(Stored data entries)
►

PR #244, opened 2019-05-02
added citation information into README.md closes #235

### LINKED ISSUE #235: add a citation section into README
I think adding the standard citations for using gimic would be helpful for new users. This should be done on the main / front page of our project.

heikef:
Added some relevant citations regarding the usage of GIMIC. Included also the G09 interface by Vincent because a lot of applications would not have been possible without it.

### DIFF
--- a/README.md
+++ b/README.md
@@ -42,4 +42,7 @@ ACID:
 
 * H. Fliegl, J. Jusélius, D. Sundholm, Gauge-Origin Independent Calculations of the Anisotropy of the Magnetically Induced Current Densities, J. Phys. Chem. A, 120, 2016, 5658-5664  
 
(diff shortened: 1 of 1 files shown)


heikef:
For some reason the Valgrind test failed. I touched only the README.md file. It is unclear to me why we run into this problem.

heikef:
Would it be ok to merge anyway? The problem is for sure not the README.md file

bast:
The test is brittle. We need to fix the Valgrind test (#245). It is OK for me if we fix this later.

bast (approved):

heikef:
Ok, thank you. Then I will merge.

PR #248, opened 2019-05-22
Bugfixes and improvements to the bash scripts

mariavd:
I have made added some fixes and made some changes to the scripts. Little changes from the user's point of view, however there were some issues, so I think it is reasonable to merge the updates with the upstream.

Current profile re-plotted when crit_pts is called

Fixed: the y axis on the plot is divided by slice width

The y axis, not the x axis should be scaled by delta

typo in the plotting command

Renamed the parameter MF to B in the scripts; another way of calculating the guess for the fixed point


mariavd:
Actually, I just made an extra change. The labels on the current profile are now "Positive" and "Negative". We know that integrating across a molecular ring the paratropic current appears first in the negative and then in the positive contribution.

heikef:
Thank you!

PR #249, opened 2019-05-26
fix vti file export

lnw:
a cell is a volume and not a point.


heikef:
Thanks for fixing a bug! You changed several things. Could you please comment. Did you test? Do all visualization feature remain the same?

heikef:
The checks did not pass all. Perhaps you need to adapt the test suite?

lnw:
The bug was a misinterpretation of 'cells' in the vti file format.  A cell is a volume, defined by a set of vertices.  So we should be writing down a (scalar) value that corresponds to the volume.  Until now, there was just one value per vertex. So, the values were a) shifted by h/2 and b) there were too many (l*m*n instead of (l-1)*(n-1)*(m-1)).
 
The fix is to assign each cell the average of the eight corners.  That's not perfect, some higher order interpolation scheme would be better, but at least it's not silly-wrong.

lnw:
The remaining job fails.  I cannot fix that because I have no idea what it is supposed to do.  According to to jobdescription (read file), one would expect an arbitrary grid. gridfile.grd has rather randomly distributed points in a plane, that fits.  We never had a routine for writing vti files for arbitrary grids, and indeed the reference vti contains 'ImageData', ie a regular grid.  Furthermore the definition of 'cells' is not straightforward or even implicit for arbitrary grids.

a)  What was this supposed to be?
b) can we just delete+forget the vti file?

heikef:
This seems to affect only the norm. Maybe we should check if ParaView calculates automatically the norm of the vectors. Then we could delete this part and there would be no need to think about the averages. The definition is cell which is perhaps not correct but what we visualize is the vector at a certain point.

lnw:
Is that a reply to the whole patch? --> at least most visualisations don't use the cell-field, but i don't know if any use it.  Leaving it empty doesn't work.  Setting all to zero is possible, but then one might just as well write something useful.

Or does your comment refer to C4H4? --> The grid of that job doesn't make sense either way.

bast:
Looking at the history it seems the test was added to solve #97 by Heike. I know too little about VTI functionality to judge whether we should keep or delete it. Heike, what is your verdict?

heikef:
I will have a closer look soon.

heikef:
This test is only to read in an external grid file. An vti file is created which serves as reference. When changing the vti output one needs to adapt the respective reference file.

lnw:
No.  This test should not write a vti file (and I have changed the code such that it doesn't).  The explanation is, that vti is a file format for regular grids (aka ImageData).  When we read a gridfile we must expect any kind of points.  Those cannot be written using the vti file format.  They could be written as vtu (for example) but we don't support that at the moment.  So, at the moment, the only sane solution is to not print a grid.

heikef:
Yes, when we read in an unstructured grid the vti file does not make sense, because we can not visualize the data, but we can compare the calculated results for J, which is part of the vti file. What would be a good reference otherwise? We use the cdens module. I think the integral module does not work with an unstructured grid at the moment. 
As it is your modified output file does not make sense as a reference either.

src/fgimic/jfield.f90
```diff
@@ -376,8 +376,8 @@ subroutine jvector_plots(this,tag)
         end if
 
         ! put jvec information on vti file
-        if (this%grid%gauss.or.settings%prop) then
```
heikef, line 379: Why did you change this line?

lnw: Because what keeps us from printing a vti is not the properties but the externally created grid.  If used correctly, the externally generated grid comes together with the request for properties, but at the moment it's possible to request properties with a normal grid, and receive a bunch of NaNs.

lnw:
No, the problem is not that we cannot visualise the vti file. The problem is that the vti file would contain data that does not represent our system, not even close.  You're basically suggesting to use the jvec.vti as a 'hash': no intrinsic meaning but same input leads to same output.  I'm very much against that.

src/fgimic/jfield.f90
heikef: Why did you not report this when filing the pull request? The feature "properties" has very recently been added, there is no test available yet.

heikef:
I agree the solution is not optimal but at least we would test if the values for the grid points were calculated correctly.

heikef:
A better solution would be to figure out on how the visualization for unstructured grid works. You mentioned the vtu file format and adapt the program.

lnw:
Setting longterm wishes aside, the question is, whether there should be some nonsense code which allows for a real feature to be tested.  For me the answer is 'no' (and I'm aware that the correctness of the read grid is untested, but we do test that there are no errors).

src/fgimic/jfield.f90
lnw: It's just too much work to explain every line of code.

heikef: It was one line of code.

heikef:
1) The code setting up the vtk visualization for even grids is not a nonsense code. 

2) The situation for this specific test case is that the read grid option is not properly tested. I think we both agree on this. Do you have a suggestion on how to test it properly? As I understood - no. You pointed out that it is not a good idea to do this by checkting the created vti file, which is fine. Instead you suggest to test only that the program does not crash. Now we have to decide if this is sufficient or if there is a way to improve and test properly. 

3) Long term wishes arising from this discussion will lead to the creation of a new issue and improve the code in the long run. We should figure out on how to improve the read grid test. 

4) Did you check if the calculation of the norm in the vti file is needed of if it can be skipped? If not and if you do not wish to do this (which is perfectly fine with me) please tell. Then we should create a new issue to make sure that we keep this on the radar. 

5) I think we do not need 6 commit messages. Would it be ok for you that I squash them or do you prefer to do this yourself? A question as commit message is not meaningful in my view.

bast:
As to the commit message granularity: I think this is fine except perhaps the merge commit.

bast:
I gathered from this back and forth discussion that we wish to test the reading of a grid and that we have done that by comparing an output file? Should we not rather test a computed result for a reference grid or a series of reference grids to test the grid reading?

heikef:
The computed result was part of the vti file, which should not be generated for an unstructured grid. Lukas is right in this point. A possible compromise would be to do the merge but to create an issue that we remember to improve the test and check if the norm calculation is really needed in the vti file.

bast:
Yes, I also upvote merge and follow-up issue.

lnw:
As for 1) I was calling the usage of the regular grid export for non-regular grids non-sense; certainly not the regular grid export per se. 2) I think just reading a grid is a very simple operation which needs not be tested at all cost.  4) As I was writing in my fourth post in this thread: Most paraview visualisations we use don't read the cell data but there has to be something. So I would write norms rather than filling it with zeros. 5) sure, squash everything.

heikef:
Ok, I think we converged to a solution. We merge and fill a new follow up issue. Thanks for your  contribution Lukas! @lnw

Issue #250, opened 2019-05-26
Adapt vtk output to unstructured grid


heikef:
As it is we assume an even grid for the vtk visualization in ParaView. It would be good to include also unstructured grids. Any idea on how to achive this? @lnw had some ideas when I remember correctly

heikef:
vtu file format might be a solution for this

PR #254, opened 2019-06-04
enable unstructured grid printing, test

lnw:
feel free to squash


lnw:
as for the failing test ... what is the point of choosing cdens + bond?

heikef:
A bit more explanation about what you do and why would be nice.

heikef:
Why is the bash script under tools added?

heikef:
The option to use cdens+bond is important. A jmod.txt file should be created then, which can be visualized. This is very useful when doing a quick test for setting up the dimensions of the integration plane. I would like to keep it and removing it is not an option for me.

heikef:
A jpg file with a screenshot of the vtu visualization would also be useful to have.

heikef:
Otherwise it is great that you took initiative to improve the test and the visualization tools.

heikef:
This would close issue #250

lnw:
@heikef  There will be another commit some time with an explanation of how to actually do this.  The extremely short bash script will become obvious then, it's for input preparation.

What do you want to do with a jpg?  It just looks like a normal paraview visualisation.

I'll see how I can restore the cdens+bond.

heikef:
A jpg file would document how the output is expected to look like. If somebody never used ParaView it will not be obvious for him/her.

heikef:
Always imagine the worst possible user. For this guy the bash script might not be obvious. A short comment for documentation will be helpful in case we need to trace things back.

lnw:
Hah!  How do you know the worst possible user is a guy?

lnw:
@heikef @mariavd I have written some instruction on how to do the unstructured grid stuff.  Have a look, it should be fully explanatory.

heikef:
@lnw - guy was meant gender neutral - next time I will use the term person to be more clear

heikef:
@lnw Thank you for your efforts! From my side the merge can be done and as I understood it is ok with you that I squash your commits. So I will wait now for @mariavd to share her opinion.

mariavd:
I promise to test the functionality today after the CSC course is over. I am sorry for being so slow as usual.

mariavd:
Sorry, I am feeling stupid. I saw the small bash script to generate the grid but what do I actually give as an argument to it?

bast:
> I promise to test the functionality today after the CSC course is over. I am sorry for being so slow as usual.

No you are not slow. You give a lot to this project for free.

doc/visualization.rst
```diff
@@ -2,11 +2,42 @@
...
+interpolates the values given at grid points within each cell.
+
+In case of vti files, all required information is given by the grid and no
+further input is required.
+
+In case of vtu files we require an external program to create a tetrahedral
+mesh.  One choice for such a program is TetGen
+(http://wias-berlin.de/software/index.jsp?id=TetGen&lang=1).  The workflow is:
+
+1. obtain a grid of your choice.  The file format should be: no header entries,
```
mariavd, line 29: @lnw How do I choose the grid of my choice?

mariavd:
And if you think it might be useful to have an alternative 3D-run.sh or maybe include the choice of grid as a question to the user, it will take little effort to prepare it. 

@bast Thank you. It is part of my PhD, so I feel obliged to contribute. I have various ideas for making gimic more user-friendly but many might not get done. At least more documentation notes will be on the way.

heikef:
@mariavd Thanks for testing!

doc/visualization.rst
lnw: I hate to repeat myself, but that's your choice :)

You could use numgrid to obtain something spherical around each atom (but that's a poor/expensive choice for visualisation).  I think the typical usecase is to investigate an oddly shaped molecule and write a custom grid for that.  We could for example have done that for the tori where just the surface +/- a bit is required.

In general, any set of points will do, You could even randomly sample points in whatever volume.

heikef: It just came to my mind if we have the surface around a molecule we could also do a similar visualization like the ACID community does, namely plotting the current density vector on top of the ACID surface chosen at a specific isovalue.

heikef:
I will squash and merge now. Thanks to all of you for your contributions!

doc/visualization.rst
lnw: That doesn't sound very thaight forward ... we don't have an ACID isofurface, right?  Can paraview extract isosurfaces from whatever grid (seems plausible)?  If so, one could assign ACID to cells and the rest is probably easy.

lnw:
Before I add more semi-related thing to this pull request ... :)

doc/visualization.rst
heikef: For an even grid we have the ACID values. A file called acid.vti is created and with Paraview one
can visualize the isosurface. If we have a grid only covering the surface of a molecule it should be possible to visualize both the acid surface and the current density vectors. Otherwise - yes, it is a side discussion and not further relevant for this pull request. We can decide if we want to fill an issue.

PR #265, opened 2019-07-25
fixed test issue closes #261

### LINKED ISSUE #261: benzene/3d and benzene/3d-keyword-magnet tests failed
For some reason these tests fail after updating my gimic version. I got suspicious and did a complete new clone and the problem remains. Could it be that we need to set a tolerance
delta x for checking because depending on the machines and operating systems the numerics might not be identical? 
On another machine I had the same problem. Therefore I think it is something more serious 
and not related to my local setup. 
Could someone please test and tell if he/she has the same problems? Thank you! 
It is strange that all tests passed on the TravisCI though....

◄
►

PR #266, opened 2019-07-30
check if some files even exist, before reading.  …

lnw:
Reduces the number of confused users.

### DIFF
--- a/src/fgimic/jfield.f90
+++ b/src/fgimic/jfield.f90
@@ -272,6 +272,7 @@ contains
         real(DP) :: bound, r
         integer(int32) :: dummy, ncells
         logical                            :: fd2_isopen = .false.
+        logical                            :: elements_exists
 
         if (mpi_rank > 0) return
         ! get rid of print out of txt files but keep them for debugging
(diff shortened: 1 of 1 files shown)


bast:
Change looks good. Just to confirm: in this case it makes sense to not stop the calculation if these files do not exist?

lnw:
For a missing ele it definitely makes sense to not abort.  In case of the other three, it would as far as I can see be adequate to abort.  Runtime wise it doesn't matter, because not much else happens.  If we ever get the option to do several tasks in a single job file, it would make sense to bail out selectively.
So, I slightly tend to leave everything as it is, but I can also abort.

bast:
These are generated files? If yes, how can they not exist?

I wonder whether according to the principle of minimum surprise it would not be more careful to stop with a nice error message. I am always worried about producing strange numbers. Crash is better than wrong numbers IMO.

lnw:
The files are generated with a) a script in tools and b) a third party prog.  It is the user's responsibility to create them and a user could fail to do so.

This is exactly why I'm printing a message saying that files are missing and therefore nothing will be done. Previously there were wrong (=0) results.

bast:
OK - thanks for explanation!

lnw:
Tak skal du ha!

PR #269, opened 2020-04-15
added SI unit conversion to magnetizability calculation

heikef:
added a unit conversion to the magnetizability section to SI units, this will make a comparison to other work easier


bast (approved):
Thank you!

◄
►

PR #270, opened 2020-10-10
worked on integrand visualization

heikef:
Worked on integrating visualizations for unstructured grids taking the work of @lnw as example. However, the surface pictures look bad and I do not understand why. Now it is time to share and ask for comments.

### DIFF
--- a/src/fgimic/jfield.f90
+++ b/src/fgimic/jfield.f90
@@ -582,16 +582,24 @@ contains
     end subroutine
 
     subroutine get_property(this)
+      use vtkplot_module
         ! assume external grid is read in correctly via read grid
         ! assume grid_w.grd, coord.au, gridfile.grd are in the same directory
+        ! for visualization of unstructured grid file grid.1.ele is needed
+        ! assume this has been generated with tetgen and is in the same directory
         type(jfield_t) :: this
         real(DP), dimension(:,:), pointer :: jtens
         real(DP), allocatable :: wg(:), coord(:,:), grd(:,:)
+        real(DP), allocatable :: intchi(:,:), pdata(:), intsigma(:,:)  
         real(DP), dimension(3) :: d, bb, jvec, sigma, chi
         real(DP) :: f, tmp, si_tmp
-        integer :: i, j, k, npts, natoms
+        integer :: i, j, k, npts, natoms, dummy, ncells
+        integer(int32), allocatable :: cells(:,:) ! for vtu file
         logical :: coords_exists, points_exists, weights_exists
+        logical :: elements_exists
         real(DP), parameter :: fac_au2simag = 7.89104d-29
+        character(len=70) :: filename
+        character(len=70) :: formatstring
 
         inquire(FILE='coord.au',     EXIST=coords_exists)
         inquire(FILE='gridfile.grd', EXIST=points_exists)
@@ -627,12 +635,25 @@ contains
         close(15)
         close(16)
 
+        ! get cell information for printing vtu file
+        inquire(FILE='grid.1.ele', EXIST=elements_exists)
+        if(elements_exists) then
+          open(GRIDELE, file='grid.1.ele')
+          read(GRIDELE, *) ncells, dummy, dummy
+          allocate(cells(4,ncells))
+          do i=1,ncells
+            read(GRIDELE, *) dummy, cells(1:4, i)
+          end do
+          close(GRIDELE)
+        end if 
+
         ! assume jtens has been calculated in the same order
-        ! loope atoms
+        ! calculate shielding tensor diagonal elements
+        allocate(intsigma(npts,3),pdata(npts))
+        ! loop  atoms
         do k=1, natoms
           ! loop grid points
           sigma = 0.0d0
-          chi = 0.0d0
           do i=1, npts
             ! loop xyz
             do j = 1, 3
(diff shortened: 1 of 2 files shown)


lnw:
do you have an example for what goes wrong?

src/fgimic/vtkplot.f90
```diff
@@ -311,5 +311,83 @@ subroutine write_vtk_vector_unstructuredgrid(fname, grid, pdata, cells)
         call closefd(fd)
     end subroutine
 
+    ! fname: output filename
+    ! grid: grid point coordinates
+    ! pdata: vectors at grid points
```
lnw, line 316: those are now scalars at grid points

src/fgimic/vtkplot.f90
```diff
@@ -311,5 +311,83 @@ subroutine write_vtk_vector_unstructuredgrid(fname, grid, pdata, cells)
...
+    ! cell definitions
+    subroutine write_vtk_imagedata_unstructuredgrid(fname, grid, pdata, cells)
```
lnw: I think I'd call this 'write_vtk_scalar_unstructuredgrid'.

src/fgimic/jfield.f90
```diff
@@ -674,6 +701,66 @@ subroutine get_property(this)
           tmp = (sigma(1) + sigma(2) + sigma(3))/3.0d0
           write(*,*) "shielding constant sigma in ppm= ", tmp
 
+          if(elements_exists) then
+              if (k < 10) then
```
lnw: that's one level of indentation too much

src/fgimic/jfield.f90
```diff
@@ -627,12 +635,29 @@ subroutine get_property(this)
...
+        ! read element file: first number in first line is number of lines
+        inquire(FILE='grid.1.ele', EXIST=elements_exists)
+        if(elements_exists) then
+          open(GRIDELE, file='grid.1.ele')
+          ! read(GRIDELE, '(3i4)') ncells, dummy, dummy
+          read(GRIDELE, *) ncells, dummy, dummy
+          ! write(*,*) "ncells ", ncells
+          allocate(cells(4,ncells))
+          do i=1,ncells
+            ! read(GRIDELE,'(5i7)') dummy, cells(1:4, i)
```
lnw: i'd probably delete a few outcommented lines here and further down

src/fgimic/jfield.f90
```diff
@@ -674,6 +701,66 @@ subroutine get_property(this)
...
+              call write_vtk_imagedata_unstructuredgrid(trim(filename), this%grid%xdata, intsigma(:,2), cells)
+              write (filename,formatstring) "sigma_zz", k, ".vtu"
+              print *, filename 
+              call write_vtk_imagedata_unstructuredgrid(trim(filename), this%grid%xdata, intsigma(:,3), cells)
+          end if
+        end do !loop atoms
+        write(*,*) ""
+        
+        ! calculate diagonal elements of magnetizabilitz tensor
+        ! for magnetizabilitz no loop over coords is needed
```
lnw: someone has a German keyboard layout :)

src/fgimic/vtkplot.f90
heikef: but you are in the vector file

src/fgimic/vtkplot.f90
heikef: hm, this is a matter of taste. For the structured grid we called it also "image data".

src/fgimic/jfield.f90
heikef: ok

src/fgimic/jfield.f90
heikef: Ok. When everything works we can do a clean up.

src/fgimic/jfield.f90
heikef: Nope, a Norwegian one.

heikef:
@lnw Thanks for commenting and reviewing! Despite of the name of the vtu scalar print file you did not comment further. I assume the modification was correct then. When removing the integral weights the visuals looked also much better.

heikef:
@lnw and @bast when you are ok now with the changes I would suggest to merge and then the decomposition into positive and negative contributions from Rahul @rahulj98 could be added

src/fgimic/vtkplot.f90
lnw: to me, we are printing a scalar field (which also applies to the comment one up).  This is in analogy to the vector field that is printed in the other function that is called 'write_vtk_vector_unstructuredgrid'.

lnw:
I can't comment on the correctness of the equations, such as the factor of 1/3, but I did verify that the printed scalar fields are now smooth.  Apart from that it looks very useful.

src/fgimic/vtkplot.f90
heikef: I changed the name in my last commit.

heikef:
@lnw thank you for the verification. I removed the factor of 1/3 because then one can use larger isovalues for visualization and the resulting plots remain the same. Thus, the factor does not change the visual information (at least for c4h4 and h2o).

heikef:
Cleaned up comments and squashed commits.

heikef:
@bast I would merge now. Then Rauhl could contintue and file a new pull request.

◄

_TRY IT_
Give back precisely the lines above that start at the line containing "real(DP), allocatable :: wg(:), coord(:,:), grd(:,:)" and end at the line containing "do you have an example for what goes wrong?", inclusive. No other lines belong in the output.

_EXERCISE RESPONSE_
         real(DP), allocatable :: wg(:), coord(:,:), grd(:,:)
+        real(DP), allocatable :: intchi(:,:), pdata(:), intsigma(:,:)  
         real(DP), dimension(3) :: d, bb, jvec, sigma, chi
         real(DP) :: f, tmp, si_tmp
-        integer :: i, j, k, npts, natoms
+        integer :: i, j, k, npts, natoms, dummy, ncells
+        integer(int32), allocatable :: cells(:,:) ! for vtu file
         logical :: coords_exists, points_exists, weights_exists
+        logical :: elements_exists
         real(DP), parameter :: fac_au2simag = 7.89104d-29
+        character(len=70) :: filename
+        character(len=70) :: formatstring
 
         inquire(FILE='coord.au',     EXIST=coords_exists)
         inquire(FILE='gridfile.grd', EXIST=points_exists)
@@ -627,12 +635,25 @@ contains
         close(15)
         close(16)
 
+        ! get cell information for printing vtu file
+        inquire(FILE='grid.1.ele', EXIST=elements_exists)
+        if(elements_exists) then
+          open(GRIDELE, file='grid.1.ele')
+          read(GRIDELE, *) ncells, dummy, dummy
+          allocate(cells(4,ncells))
+          do i=1,ncells
+            read(GRIDELE, *) dummy, cells(1:4, i)
+          end do
+          close(GRIDELE)
+        end if 
+
         ! assume jtens has been calculated in the same order
-        ! loope atoms
+        ! calculate shielding tensor diagonal elements
+        allocate(intsigma(npts,3),pdata(npts))
+        ! loop  atoms
         do k=1, natoms
           ! loop grid points
           sigma = 0.0d0
-          chi = 0.0d0
           do i=1, npts
             ! loop xyz
             do j = 1, 3
(diff shortened: 1 of 2 files shown)


lnw:
do you have an example for what goes wrong?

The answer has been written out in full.